Activity >>
The answer must be every line from the entries below that contains "plates".

Extracted entries >>
PR #2331, opened 2016-04-07
Fake: fix HCS fake files with multiple screens

sbesson:
See https://trello.com/c/pBQgFTMS/117-fakereader-fix-microbeam-with-multiple-screens

This PR fixes an indexing bug in the `XMLMockObjects.createPlate()` method which caused all fake HCS files with multiple screens to be invalid as multiple `Experiment` objects were created with the same ID. Unit tests are also added to `FakeReaderTest` to cover the multiple screens test case and include some testing of the `MicrobeamManipulation` option.

To test these changes, check fake HCS files with more than one screen have a valid OME-XML:

```
$ showinf -nopix -omexml "SPW&screens=2.fake
$ showinf -nopix -omexml "SPW&screens=2&plates=3.fake
$ showinf -nopix -omexml "SPW&screens=2&withMicrobeam=true.fake
```


dgault:
Changes look good and FakeReaderTest passes. Tested that fake files validate with multiple screens, plates and withMicrobeam, all validated with no errors. Looks good to merge.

Your response >>
$ showinf -nopix -omexml "SPW&screens=2&plates=3.fake
Changes look good and FakeReaderTest passes. Tested that fake files validate with multiple screens, plates and withMicrobeam, all validated with no errors. Looks good to merge.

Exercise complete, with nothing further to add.